A class-action lawsuit filed Tuesday demands a jury trial and seeks compensatory damages and other relief after an MU Health Care data breach left public health information of thousands of patients vulnerable.
On Friday, MU Health Care revealed that around 14,400 patients’ personal information was accessed through the email accounts of at least two employees between April 23 and May 1. Some Social Security numbers, health insurance, medical and other protected health information were compromised. MU Health Care has no indication that the person who accessed the information viewed or misused it, according to previous Missourian reporting.

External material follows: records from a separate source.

Issue #4092, opened 2024-09-28
SWIG error when using make


mohannadjamal:
### Describe the bug

I get the following error on Windows 10 when running make in python SWIG
`C:\Users\MOHANN~1\AppData\Local\Temp\cciE8lgl.o:cc_mingw.c:(.text+0x5f): undefined reference to `pj_ansi_strxcpy'
collect2.exe: error: ld returned 1 exit status
make: *** [Makefile:43: gcc.exe] Error 1`

### Steps to reproduce

1. Add config_site.h to pjlib/include/pj/ including the config_site_sample.h
2. Build project using Visual Studio 2022
3. Go to pjsip-apps/src/swig/python/ 
4. Run make
5. Get the error

### PJSIP version

2.14.1

### Context

This issue happens on Windows 10, with SWIG version 4.0.0 or SWIG version 4.2.1, GCC version (MinGW.org GCC-6.3.0-1) 6.3.0 ,Python version 3.12.5. 

### Log, call stack, etc

```shell
'sed' is not recognized as an internal or external command,
operable program or batch file.
gcc -o gcc.exe cc_mingw.c
cc_mingw.c: In function 'find_gcc':
cc_mingw.c:44:5: warning: implicit declaration of function 'pj_ansi_strxcpy' [-Wimplicit-function-declaration]
     pj_ansi_strxcpy(spath, p, sizeof(spath));
     ^~~~~~~~~~~~~~~
C:\Users\MOHANN~1\AppData\Local\Temp\cciE8lgl.o:cc_mingw.c:(.text+0x5f): undefined reference to `pj_ansi_strxcpy'
collect2.exe: error: ld returned 1 exit status
make: *** [Makefile:43: gcc.exe] Error 1
```

Issue #4054, opened 2024-08-26
Build error for SWIG 4.2.1 Python 3.12.5, potential syntax error in importsym.py


Axiinos:
### Describe the bug

The build error is due to the original SWIG build, and it needs to be refreshed by rerunning the input/output formatter manually to build properly. running make in either swig folder or swig/python will produce errors.

### Steps to reproduce

The steps are more to fix the bug that is still in the source code.

1. install latest SWIG version by building it form their own source.
"Required libraries"
sudo apt install build-essential libpcre2-dev libpcre3-dev autoconf automake libtool bison git libboost-dev golang-go guile-2.2-dev nodejs node-gyp libwebkit2gtk-4.0-dev lua5.3 liblua5.3-dev mono-devel octave liboctave-dev default-jdk-headless php-cli php-dev python3-dev r-base ruby ruby-dev tcl-dev scilab libxml2-dev
"this can also be done in a env instead of system python."

2. install python 3.12.5

3. install setuptools with pip, it does not come with normal python install and is required.

4. install all the required build libraries that SWIG needs to run and rebuild the output file for pjsua2.i and its links that turn into pjsua2_wrap.ccp and pjsua2_wrap.h. 
"gcc is needed"

5.run ./configure CFLAGS="-fPIC" in the root project folder
"if you are running a virtual environment like me, run with the following arg : --build:x86_64-ubuntu-linux"

6. after it is done, run make dep && make to build the libraries.

7. return to the swig folder, and run swig to rebuild the generated swig install file. "swig -python -c++ -I../../../pjsip/include -I../../../pjlib/include -I../../../pjlib-util/include -I../../../pjmedia/include -I../../../pjnath/include -o python/pjsua2_wrap.cpp pjsua2.i"
this then rebuilds the wrapper properly, its needed due to the way that it needs to work between latest SWIG version and python 3.12* versions.

8. go to the python folder and do a "make" inside of it.
"this should now build properly, if you try to run make in swig, you will get an error about linking issues. the errors have been attached"

9. install the package with "pip install ." this will build it and install it as a wheel to either system or venv, depending on if you have activated a venv ofcourse.

### PJSIP version

2.14.1

### Context

System: Ubuntu 24.04 LTS in a HyperV environment, Windows 10 latest build.
"i specified in the ./configure what host to use, which was :  "./configure CFLAGS="-fPIC" --build=x86_64-ubuntu-linux" and it build succesfully."

[...]

PR #4093, opened 2024-10-01
Update for swig/python

Axiinos:
i made changes to make importsym more adaptive, along with checking if the system is win32, if it is, it will ask the user the registered path is correct, if not change it to the correct one, then edit and comment #include<pj/compat/socket.h> for them.

at the same time made changes to setup.py, including automatic execution of transform_docs.py, adding code comments for the user without any hassle.

I have tested the changes against linux and windows, and they seem to function as expected.

however i do still happen to hit a roadblock of the actual process function having issues with _fake_typedefs.h "see screenshot for reference.", which is likely just a setup issue on my end/versioning issues....

Linux version: 
image

Windows version:
image

there is also probably some methods i could have done better, tho i would like to hear feedback on the solution!

### DIFF
--- a/pjsip-apps/src/swig/importsym.py
+++ b/pjsip-apps/src/swig/importsym.py
@@ -22,6 +22,7 @@ import pycparser
 from pycparser import c_generator
 import sys
 import os
+from modules.win32fix import *
 
 def which(program):
 	import os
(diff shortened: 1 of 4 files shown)


sauwming:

Penny Houston of Smithton is the lead plaintiff in the suit, which was filed in Boone County Circuit Court on Tuesday. Attorney A.W. Smith said at least 20 other claimants have already joined in the class action.

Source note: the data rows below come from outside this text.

PR #4098, opened 2024-10-04
Added more logs

sauwming:
To continue PR #4086.

Thanks to @krishanifs for contributing the original patch.

### DIFF
--- a/pjlib/include/pj/assert.h
+++ b/pjlib/include/pj/assert.h
@@ -40,14 +40,50 @@
  * Check during debug build that an expression is true. If the expression
  * computes to false during run-time, then the program will stop at the
  * offending statements.
- * For release build, this macro will not do anything.
+ * For release build, this macro will only log the assertion, while the
+ * program continues running.
  *
  * @param expr      The expression to be evaluated.
  */
-#ifndef pj_assert
-#   define pj_assert(expr)   assert(expr)
+#if PJ_DEBUG==0
+
+#   ifndef pj_assert
+#       include "pj/log.h"
+#       define pj_assert(expr) \
+            do { \
+                if (!(expr)) { \
+                    PJ_LOG(1, (__FILE__, "Assert failed: %s", #expr)); \
+                } \
+            } while (0)
+#   endif
+
+#else /* PJ_DEBUG != 0 */
+
+#   ifndef pj_assert
+#       define pj_assert(expr)   assert(expr)
+#   endif
+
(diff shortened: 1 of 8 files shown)


pjlib/include/pj/assert.h
```diff
@@ -40,14 +40,50 @@
...
+ * For all builds, log the message.
+ * Check during debug build that an expression is true. If the expression
+ * computes to false during run-time, then the program will stop at the
+ * offending statements.
+ * For release build, this macro only print message on the log.
+ * @param expr	    The expression to be evaluated.
+ * @param ...	    File name. The format string for the log message
+ *                  ("config.c", " PJ_VERSION: %s", PJ_VERSION)
+ */
+#ifndef PJ_ASSERT_LOG
```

The claimants issued a list of grievances in the petition. They said the data breach put patients at a higher risk of identity theft, further compromised their information and diminished the value of services received from MU Health Care.

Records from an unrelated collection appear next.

Issue #4091, opened 2024-09-26
PJSUA: pjsua_call_send_dtmf ignores DTMF duration paramter for RFC2833


R-Jeske:
### Describe the bug

When using `pjsua_call_send_dtmf()` it is assumable, that it is possible to configure `duration` inside the `pjsua_call_send_dtmf_param` structure. But regardless which value in this structure is set, `PJMEDIA_DTMF_DURATION` or `PJMEDIA_DTMF_DURATION_MSEC` will be used which are defined in the `config.h`. This is a surprising behavior.

### Steps to reproduce

1. create a call with call_id id
2. send a DTMF character
```
      char buf[2];
      buf[0]='2';
      buf[1]='\0';

      const pj_str_t str=pj_str(buf);
      pjsua_call_send_dtmf_param dtmf_param;
      pjsua_call_send_dtmf_param_default(&dtmf_param);
      dtmf_param.digits = str;
      dtmf_param.duration = 500;
      dtmf_param.method = PJSUA_DTMF_METHOD_RFC2833;
      rc=pjsua_call_send_dtmf(id, &dtmf_param);
```
3. listen to `RTP EVENT` packets. The duration of the `SIP Event` is not 500.

### PJSIP version

2.14.1

### Context

This happens on all platforms. The behavior is caused by the fact, that `pjsua_call_send_dtmf` calls `pjsua_call_dial_dtmf` while losing the `duration` information. This could be avoided by setting an additional target-`duration` in `pjmedia_stream_dial_dtmf`, which should be compared with `digit->duration` in `create_dtmf_payload` if the target duration is set, instead of comparing it with `stream->dtmf_duration` which is defined by `PJMEDIA_DTMF_DURATION...`

### Log, call stack, etc

```shell
pjsua_call.c Call 0 sending DTMF 2 using RFC2833 method
   pjsua_aud.c Call 0 dialing DTMF 2 Sent DTMF 2
```

sauwming:
You're right. We should be more clear in the doc that the duration field is only used for SIP INFO method.

PR #4099, opened 2024-10-04
Fixed doc for sending DTMF

sauwming:
As reported in #4091.


nanangizz (approved):

R-Jeske:
This could be reverted due to #4124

The plaintiffs are asking that MU Health Care strengthen its data security systems and monitoring procedures, submit to future annual audits of those systems and procedures and immediately provide free credit monitoring to all class members, according to the petition.
Class members believe they were overpaying for services that were intended to be paired with adequate data security.
Smith, of the A.W. Smith Law Firm, is one of three lawyers representing the claimants. He said in a Thursday interview that protected health information, which he and the lawsuit call PHI, gives data thieves all the information they need to financial accounts in the claimants’ names.
“On the black market, PHI is much more valuable” than other types of personal information, Smith said.
He said that once personal information is breached, it can cause long-term problems for affected patients.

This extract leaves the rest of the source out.